05 Bagging

Bagging (Bootstrap Aggregating)

  • Definition: Bagging, also known as bagged trees or bootstrap aggregation, is an ensemble method in machine learning.

  • Functionality: Involves growing multiple decision trees on variations of the same dataset and aggregating their predictions to improve accuracy and robustness.

  • reduces variance by averaging predictions → more stable and reliable model

Principles Behind Bagging

Why?

  • single trees are sensitive to changes in input → high variance

  • Ensemble Approach: averaging over multiple model mitigates this

  • General Applicability:

    • Although commonly applied to decision trees, bagging can be employed with different machine learning models.

Process of Bagging

  1. Take B diffrent training sets (bootstrapping)

  2. Grow separate unpruned tree on each training set

  3. Average the resulting predictions

Bootstrapping Explained

  • Out of Bag (OOB) Observations:

    • On average, each tree uses only 2/3 of the original training data. The unused portion becomes the out of bag data for predictions.

  • OOB Prediction:

    • When predicting a new observation, only the trees that did not use that observation during training are used for predictions.

    • Provides a method for evaluating model performance without needing a separate validation set.

    • OOB error estimates the test error of the bagged model.

Advantages and Disadvantages

  • Advantages of Bagging:

    • Reduces the chances of overfitting.

    • Improves accuracy compared to single decision trees.

  • Disadvantages of Bagging:

    • The ensemble model becomes less interpretable; it is challenging to convey insights from multiple trees to non-technical stakeholders.

Variable Importance in Bagging

  • Importance Evaluation:

    • Analyze the contribution of each predictor in the ensemble by tracking how much the predictor reduces the error (e.g., RSS or Gini index).

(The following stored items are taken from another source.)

PR #2178, opened 2024-08-14
CAS-549: Ensure AnyValue type is not empty object

froddd:
Prior to version 5.5, Typescript would treat any empty object as a `Record<string, any>`. From 5.5, empty objects are now considered as a `Record<string, never>`, which is causing some issues with typechecking in the UI repositories, as the API returned a type of `AnyValue = {}` for any JSON properties.

Specifying `type: object` for the `AnyValue` type ensures the type generation script correctly assigns `Record<string, any>`.


davidatkinsuk (approved):
LGTM. As discussed our definition of AnyValue is now more like a Free Form type. But given this solves an issue in UI and doesn't appear to change our generated models in the API, I think this is fine.

PR #2181, opened 2024-08-16
CAS-412 return pdu and enable sort by pdu

danhumphreys-moj:
Ref: https://dsdmoj.atlassian.net/browse/CAS-412

In order to display PDUs for referrals list, and sort those lists by PDUs, the GET /assessments API endpoint needs to:

- Return the PDU name alongside the existing data for each referral (this should be the PDU of the application)

- Enable new sort field by PDU (alphabetical sort on PDU name)

### DIFF
--- a/src/main/kotlin/uk/gov/justice/digital/hmpps/approvedpremisesapi/jpa/entity/AssessmentEntity.kt
+++ b/src/main/kotlin/uk/gov/justice/digital/hmpps/approvedpremisesapi/jpa/entity/AssessmentEntity.kt
@@ -122,11 +122,13 @@ interface AssessmentRepository : JpaRepository<AssessmentEntity, UUID> {
                   WHEN a.decision='ACCEPTED' AND aa.completed_at is null THEN 'READY_TO_PLACE'
                   WHEN a.decision is null AND a.allocated_to_user_id is not null THEN 'IN_REVIEW'
                   WHEN a.decision is null AND a.allocated_to_user_id is null THEN 'UNALLOCATED'
-             END  as status
+             END  as status,
+             pdu.name as probationDeliveryUnitName
         from temporary_accommodation_assessments aa
              join assessments a on aa.assessment_id = a.id
              join applications ap on a.application_id = ap.id
              left outer join temporary_accommodation_applications taa on ap.id = taa.id
+             left outer join probation_delivery_units pdu on taa.probation_delivery_unit_id = pdu.id
        where taa.probation_region_id = ?1
              and (?2 is null OR ap.crn = ?2 OR lower(taa.name) LIKE CONCAT('%', lower(?2),'%'))
              and a.reallocated_at is null
@@ -148,6 +150,7 @@ interface AssessmentRepository : JpaRepository<AssessmentEntity, UUID> {
                join assessments a on aa.assessment_id = a.id
                join applications ap on a.application_id = ap.id
                left outer join temporary_accommodation_applications taa on ap.id = taa.id
+               left outer join probation_delivery_units pdu on taa.probation_delivery_unit_id = pdu.id
          where taa.probation_region_id = ?1
                and (?2 is null OR ap.crn = ?2)
                and a.reallocated_at is null
@@ -362,6 +365,7 @@ interface DomainAssessmentSummary {
   val crn: String
   val status: DomainAssessmentSummaryStatus?
   val dueAt: Timestamp?
+  val probationDeliveryUnitName: String?
 }
 
 enum class DomainAssessmentSummaryStatus {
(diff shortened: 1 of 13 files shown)


src/main/kotlin/uk/gov/justice/digital/hmpps/approvedpremisesapi/jpa/entity/AssessmentEntity.kt
```diff
@@ -362,6 +365,7 @@ interface DomainAssessmentSummary {
   val crn: String
   val status: DomainAssessmentSummaryStatus?
   val dueAt: Timestamp?
+  val probationDeliveryUnitName: String?
```
danhumphreys-moj, line 368: Presumably this is ok to add here?  `DomainAssessmentSummary` is used across CAS1/3.

src/main/kotlin/uk/gov/justice/digital/hmpps/approvedpremisesapi/util/AssessmentUtils.kt
```diff
@@ -1,25 +1,13 @@
...
-      AssessmentSortField.personName -> compareValues((a.person as? FullPerson)?.name, (b.person as? FullPerson)?.name)
-      AssessmentSortField.personCrn -> compareValues(a.person.crn, b.person.crn)
-      AssessmentSortField.assessmentArrivalDate -> compareValues(a.arrivalDate, b.arrivalDate)
-      AssessmentSortField.assessmentStatus -> when {
-        a is TemporaryAccommodationAssessmentSummary && b is TemporaryAccommodationAssessmentSummary -> compareValues(a.status, b.status)
-        else -> throw RuntimeException("Cannot compare values of types ${a::class.qualifiedName} and ${b::class.qualifiedName} due to incomparable status types.")
-      }
-      AssessmentSortField.assessmentCreatedAt -> compareValues(a.createdAt, b.createdAt)
-      AssessmentSortField.assessmentDueAt -> throw BadRequestProblem(errorDetail = "Sorting by due date is not supported for CAS3")
-    }
```
danhumphreys-moj, line 22: I think this could be refactored even more.  There seemed to be lots of legacy compares here.  AssessmentUtils.kt could probably go.

src/test/kotlin/uk/gov/justice/digital/hmpps/approvedpremisesapi/integration/AssessmentTest.kt
```diff
@@ -1298,6 +1304,21 @@ class AssessmentTest : IntegrationTestBase() {
             AssessmentSortField.assessmentDueAt -> {
               ExpectedResponse.Error(HttpStatus.BAD_REQUEST, "Sorting by due date is not supported for CAS3")
             }
+
+            AssessmentSortField.applicationProbationDeliveryUnit -> {
+              ExpectedResponse.OK(
+                assessments
+                  .sortedWith(
+                    compareByDescending(nullsLast()) {
```
danhumphreys-moj, line 1312: When sorting a lists of strings that includes nulls, when using ORDER BY * DESC (via PageCriteria) Postgres puts nulls last, therefore `compareByDescending` and `nullsLast()` is required for this test to pass.

src/test/kotlin/uk/gov/justice/digital/hmpps/approvedpremisesapi/integration/AssessmentTest.kt
```diff
@@ -3537,6 +3558,7 @@ class AssessmentTest : IntegrationTestBase() {
         allocated = assessment.allocatedToUser != null,
         status = status,
         dueAt = assessment.dueAt?.toTimestamp(),
+        probationDeliveryUnitName = (assessment.application as? TemporaryAccommodationApplicationEntity)?.probationDeliveryUnit?.name,
```
danhumphreys-moj, line 3561: This this is ok, lots of tests will fail without as?.  If `assessment.application` is not `TemporaryAccommodationApplicationEntity` this returns null due to cast failing.  If `assessment.application` is not null but `probationDeliveryUnit` is null, then null is also returned, which makes sense for applications for which the PDU hasn't been specified (and would therefore need to be null).

muhammad-elabdulla (changes requested):

src/test/kotlin/uk/gov/justice/digital/hmpps/approvedpremisesapi/integration/AssessmentTest.kt
muhammad-elabdulla: It still the pdu in application assessment returned with null values line 1309
Screenshot 2024-08-20 at 15 59 12

muhammad-elabdulla (approved):

PR #2184, opened 2024-08-19
CAS-318 - enabled use-ap-and-delius-to-update-users feature

daveawc:
switched the flags to use the ap-and-delius integration api for updating staff details.

I've also added a converted from StaffUserDetails to StaffDetails, and duplicated the calls from the community API and ap-and-delius API, so we should get the same responses from both endpoints. This was an issue for tests that used both endpoints in the same test due to a difference with the data that was being mocked. It should also make it easier when switching from the community-api.


muhammad-elabdulla:
LGTM

muhammad-elabdulla (approved):

PR #2185, opened 2024-08-19
CAS-544 Refactor bedspace search to improve performance

muhammad-elabdulla:
This [PR CAS-544](https://dsdmoj.atlassian.net/browse/CAS-544) is to improve the performance of bedspace search which include:

- Make the Booking entity dependencies lazy load
- Improve the query to search closest booking more efficient execution time 

This PR was tested with upgrade spring boot 3 branch to make sure that the changes are compatible

### DIFF
--- a/src/main/kotlin/uk/gov/justice/digital/hmpps/approvedpremisesapi/jpa/entity/BookingEntity.kt
+++ b/src/main/kotlin/uk/gov/justice/digital/hmpps/approvedpremisesapi/jpa/entity/BookingEntity.kt
@@ -17,6 +17,7 @@ import java.util.UUID
 import javax.persistence.Entity
 import javax.persistence.EnumType
 import javax.persistence.Enumerated
+import javax.persistence.FetchType
 import javax.persistence.Id
 import javax.persistence.JoinColumn
 import javax.persistence.ManyToOne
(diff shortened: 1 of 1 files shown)


src/main/kotlin/uk/gov/justice/digital/hmpps/approvedpremisesapi/jpa/entity/BookingEntity.kt
```diff
@@ -129,14 +130,30 @@ interface BookingRepository : JpaRepository<BookingEntity, UUID> {
...
   @Query(
-    "SELECT b FROM BookingEntity b WHERE (b.bed, b.departureDate) IN (" +
-      "  SELECT b2.bed, MAX(b2.departureDate)" +
-      "  FROM BookingEntity b2 " +
-      "  WHERE b2.departureDate <= :date " +
-      "  AND b2.bed.id IN :bedIds " +
-      "  AND SIZE(b2.cancellations) = 0 " +
-      "  GROUP BY b2.bed " +
-      ")",
+    """
```
Rosie-Brigham, line 133: As we are moving away from a standard JPQL here to optimise the query - could you add a couple of comments in on the query to highlight exactly what is doing what.
I think that may improve readability for an engineering coming fresh to this code, if they need to increase the scope of this search. 

```
... SELECT b2.bed_id,                       -- Select the bed_id
        MAX(b2.departure_date) AS departure_date -- Find the latest departure date for each bed
        FROM bookings b2 ...
```

Aware we don't use comments too much in the API code, but unsure why

muhammad-elabdulla: Comment added. I don't prefer to add comments in the code it should be readable except it its complicated to understand

muhammad-elabdulla: Thanks @daveawc that is good point

awhodgson256: @muhammad-elabdulla I believe using Exists with the subquery is more performant than count(*) > 0

muhammad-elabdulla: @awhodgson256 I will replace it with left join

muhammad-elabdulla: @daveawc  this query is missing some rows compare with the original one

src/main/kotlin/uk/gov/justice/digital/hmpps/approvedpremisesapi/jpa/entity/BookingEntity.kt
```diff
@@ -128,15 +129,32 @@ interface BookingRepository : JpaRepository<BookingEntity, UUID> {
...
+      WITH ClosestBooking AS
+         (SELECT b.bed_id, MAX(b.departure_date) departure_date
+          FROM bookings b
+          LEFT JOIN cancellations c ON b.id = c.booking_id
+          WHERE b.departure_date <= :date
+            AND b.bed_id IN :bedIds
+            AND c.id IS NULL
+          GROUP BY b.bed_id)
+          
+      SELECT b.*,
```
Rosie-Brigham, line 147: Do we want to be more specific with the columns pulled through on the booking?
I am wondering if we need to pull through the application, as that then has a oneToMany relationship with assessment. Maybe we could be really specific here - or maybe go down the chain of other things being pulled in from other models and lazy load other oneToMany relationships where relevant (such as assessments in the applicationEntity)

Just a thought

muhammad-elabdulla: No because it maps the query result to BookingEntity

awhodgson256 (approved):
Looks good to me for a first iteration, lets deploy and profile database cpu usage following modification

PR #2186, opened 2024-08-21
Fix gradle intellij import issue

davidatkinsuk:
A recent change broke importing the gradle config into a fresh intellij project (because in this cases there is no directly in invoked task). This commit fixes that issue.


RobBoothMOJ (approved):
Approved

PR #2192, opened 2024-08-21
APS-801 Deprecate CAS1 lost-beds endpoints

davidatkinsuk:
These have been replaced by the out-of-service-beds endpoints.


RobBoothMOJ (approved):
Approved

PR #2197, opened 2024-08-22
CAS-451 Setting memory resource to match prod configuration

muhammad-elabdulla:
This [PR CAS-451](https://dsdmoj.atlassian.net/browse/CAS-451) is to set memory resource to match prod configuration


davidatkinsuk (approved):
LGTM 👍

PR #2199, opened 2024-08-23
APS-1197: Update query for finding oos beds

RobBoothMOJ:
Ensures that the query to get out of service beds will always return the most recent record / revision for a bed and apply temporalities correctly.

### DIFF
--- a/src/test/kotlin/uk/gov/justice/digital/hmpps/approvedpremisesapi/integration/cas1/OutOfServiceBedTest.kt
+++ b/src/test/kotlin/uk/gov/justice/digital/hmpps/approvedpremisesapi/integration/cas1/OutOfServiceBedTest.kt
@@ -1,5 +1,7 @@
 package uk.gov.justice.digital.hmpps.approvedpremisesapi.integration.cas1
 
+import com.fasterxml.jackson.core.type.TypeReference
+import org.assertj.core.api.Assertions.assertThat
 import org.hamcrest.Matchers.containsInAnyOrder
 import org.junit.jupiter.api.Nested
 import org.junit.jupiter.api.Test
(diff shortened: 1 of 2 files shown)


src/test/kotlin/uk/gov/justice/digital/hmpps/approvedpremisesapi/integration/cas1/OutOfServiceBedTest.kt
```diff
@@ -1244,6 +1250,164 @@ class OutOfServiceBedTest : InitialiseDatabasePerClassTestBase() {
     }
   }
 
+  @Nested
+  inner class GetOutOfServiceBedWithMultipleRevisionsInAllTemporalities : InitialiseDatabasePerClassTestBase() {
```
davidatkinsuk, line 1254: i appreciate trying to group these tests together, but i think they would be better sitting under the existing GetAllOutOfServiceBeds inner class? I've found that when we have multiple classes testing the same thing I tend to completely miss one of the sets of tests. I'm not sure if you can put nested classes in nested classes, which would be the easiest way to merge them

Does this not duplicate the existing 'Get All Out-Of-Service Beds filters by temporality correctly' test to some degree? Presumably it wasn't straight forward to 'fix' that test to cover the additional scenarios?

davidatkinsuk (approved):
functionally looks great, but i have some comments on tests

src/test/kotlin/uk/gov/justice/digital/hmpps/approvedpremisesapi/integration/cas1/OutOfServiceBedTest.kt
RobBoothMOJ: I reworked the original test code and I think there was an issue in the way it was setting up the test data, with a separate oosb record for each revision instead of 1 oosb record with multiple revisions.  As such, it would always return a response for every temporality and when all 3 temporalities were in the specification it would return 3 separate records rather than limiting the responses to always return only the latest one.

PR #2201, opened 2024-08-23
APS-1192: Update query for finding oos beds

RobBoothMOJ:
Ensures that the query will ignore out of service bed records which have been cancelled and only return those out of service bed records which are still active.


muhammad-elabdulla (approved):
LGTM

PR #2202, opened 2024-08-27
APS-1214 - Add CAS1 API to list space bookings for premises

davidatkinsuk:
‘statuses’ are not considering in filtering, sorting or in the body of the response. These will be added in a subsequent iteration.


RobBoothMOJ (approved):
Approved

PR #2406, opened 2024-10-25
GET Documents API to use Delius API

gregkhawkins:
- Refactor to the `GET /applications/{applicationId}/documents` endpoint to retrieve all docs using the GET documents endpoint fro the `AP and Delius API` (instead of using the `Community API`)
- After some analysis, David A and I, discovered that the 'Temporary Accommodation' flow is no longer used so the related business-logic has also been stripped out


src/main/resources/static/_shared.yml
```diff
@@ -3669,7 +3669,6 @@ components:
         - id
         - level
         - fileName
-        - createdAt
```
gregkhawkins, line 3672: This can be null from `AP and Delius API` so had no choice but to make it nullable int the open-api spec

src/test/kotlin/uk/gov/justice/digital/hmpps/approvedpremisesapi/integration/ApplicationDocumentsTest.kt
```diff
@@ -78,64 +77,39 @@ class ApplicationDocumentsTest : InitialiseDatabasePerClassTestBase() {
...
-              documentTransformer.transformToApiUnfiltered(groupedDocuments),
+              documentTransformer.transformToApi(groupedDocuments),
             ),
           )
       }
     }
   }
 
   @Test
-  fun `Get application documents for Temporary Accommodation returns 200`() {
```
gregkhawkins, line 89: As mentioned in PR description, David A and I, discovered that the 'Temporary Accommodation' flow is no longer used so the related business-logic has also been stripped out as well as this test to cover that case

src/test/kotlin/uk/gov/justice/digital/hmpps/approvedpremisesapi/unit/transformer/DocumentTransformerTest.kt
```diff
@@ -66,7 +68,7 @@ class DocumentTransformerTest {
   }
 
   @Test
-  fun `transformToApiFiltered filters out convictions other than one specified`() {
```
gregkhawkins, line 69: no longer filtering by convictionId due to the 'Temporary Accommodation' not needed discovery (see above comment)

src/main/kotlin/uk/gov/justice/digital/hmpps/approvedpremisesapi/transformer/DocumentTransformer.kt
```diff
@@ -53,9 +43,27 @@ class DocumentTransformer {
...
+  fun transformToApi(documents: List<APDeliusDocument>): List<Document> =
+    documents
+      .filter { it.id != null }
+      .map {
+        Document(
+          id = it.id!!,
+          level =  when (it.level) {
+            DocumentLevel.conviction.value -> DocumentLevel.conviction
+            else -> DocumentLevel.offender
+          },
```
gregkhawkins, line 58: think this when statement is safe to use `offender` as the fallback as `AP and Delius API` will always give us one or the other. See line 31;
https://github.com/ministryofjustice/hmpps-probation-integration-services/blob/main/projects/approved-premises-and-delius/src/main/kotlin/uk/gov/justice/digital/hmpps/service/DocumentService.kt

src/main/kotlin/uk/gov/justice/digital/hmpps/approvedpremisesapi/transformer/DocumentTransformer.kt
```diff
@@ -14,16 +14,7 @@ class DocumentTransformer {
...
 
-  fun transformToApiFiltered(groupedDocuments: GroupedDocuments, convictionId: Long?) =
-    transformToApi(groupedDocuments) { it.convictionId == convictionId.toString() }
-
-  fun transformToApiUnfiltered(groupedDocuments: GroupedDocuments) =
-    transformToApi(groupedDocuments) { true }
-
-  fun transformToApi(
-    groupedDocuments: GroupedDocuments,
-    convictionDocFilter: (ConvictionDocuments) -> Boolean,
```
gregkhawkins, line 25: no longer need to filter by convictionId due to the discovery (as mentioned in PR description) that the 'Temporary Accommodation' flow is no longer used so the related business-logic can be stripped been stripped out.

davidatkinsuk (approved):
Looks good - just some minor comments from me

src/main/kotlin/uk/gov/justice/digital/hmpps/approvedpremisesapi/transformer/DocumentTransformer.kt
```diff
@@ -53,9 +43,27 @@ class DocumentTransformer {
...
+          id = it.id!!,
+          level = when (it.level) {
+            DocumentLevel.conviction.value -> DocumentLevel.conviction
+            else -> DocumentLevel.offender
+          },
+          fileName = it.filename,
+          createdAt = it.dateCreated?.toInstant(),
+          typeCode = it.typeCode,
+          typeDescription = it.typeDescription,
+          description = it.description,
```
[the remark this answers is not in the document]
gregkhawkins: exactly! Once Marcus delivers that we can have a small PR with the change `description = it.extendedDescription`

src/main/resources/application.yml
```diff
@@ -308,4 +308,4 @@ feature-flags:
   cas1-womens-estate-enabled: false
   cas1-expired-applications-enabled: false
   include-assessment-updated-domain-events: false
-  get-documents-from-ap-delius: false
+  get-documents-from-ap-delius: true
```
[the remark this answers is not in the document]
gregkhawkins: moved to `application-local.yml` as discussed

    • Aggregate contributions across all trees to compute the average importance of each predictor.

    • The larger the improvement in predictions due to a predictor, the more important it is considered.

Conclusion

  • Bagging effectively reduces variance and increases prediction accuracy in numerous applications, especially with decision trees, while providing flexibility in model selection through the general method of ensemble learning.